§ **TASK OBJECTIVE**: Each record should be written out exactly as it stands.

§ **LISTED ENTRIES**:
+===+

PR #4019, opened 2020-06-01
fix(docs): replace some develop instructions with links to the wiki.

keturn:
Duplicated information was becoming out-of-date.

### DIFF
--- a/.idea/dictionaries/kevint.xml
+++ b/.idea/dictionaries/kevint.xml
@@ -1,6 +1,9 @@
 <component name="ProjectDictionaryState">
   <dictionary name="kevint">
     <words>
+      <w>gameplay</w>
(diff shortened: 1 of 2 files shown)


.idea/dictionaries/kevint.xml
```diff
@@ -1,6 +1,9 @@
 <component name="ProjectDictionaryState">
   <dictionary name="kevint">
```
skaldarnar, line 2: Is that your personal dictionary (or where does `kevin?  come from)?

keturn: [this confuses everyone](https://keturn.net/blog/posts/2020/05/git-add-dot-idea-share-intellij/#idea/dictionaries) but they've been resistant to changing their implementation

Issue #4015, opened 2020-05-31
gradle reliability roadmap


keturn:
Reliable builds during development with support for combined gradle & IntelliJ IDEA.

+===+

§ **TASK RESULT**:
PR #4019, opened 2020-06-01
fix(docs): replace some develop instructions with links to the wiki.

keturn:
Duplicated information was becoming out-of-date.

### DIFF
--- a/.idea/dictionaries/kevint.xml
+++ b/.idea/dictionaries/kevint.xml
@@ -1,6 +1,9 @@
 <component name="ProjectDictionaryState">
   <dictionary name="kevint">
     <words>
+      <w>gameplay</w>
(diff shortened: 1 of 2 files shown)


.idea/dictionaries/kevint.xml
```diff
@@ -1,6 +1,9 @@
 <component name="ProjectDictionaryState">
   <dictionary name="kevint">
```
skaldarnar, line 2: Is that your personal dictionary (or where does `kevin?  come from)?

keturn: [this confuses everyone](https://keturn.net/blog/posts/2020/05/git-add-dot-idea-share-intellij/#idea/dictionaries) but they've been resistant to changing their implementation

Issue #4015, opened 2020-05-31
gradle reliability roadmap


keturn:
Reliable builds during development with support for combined gradle & IntelliJ IDEA.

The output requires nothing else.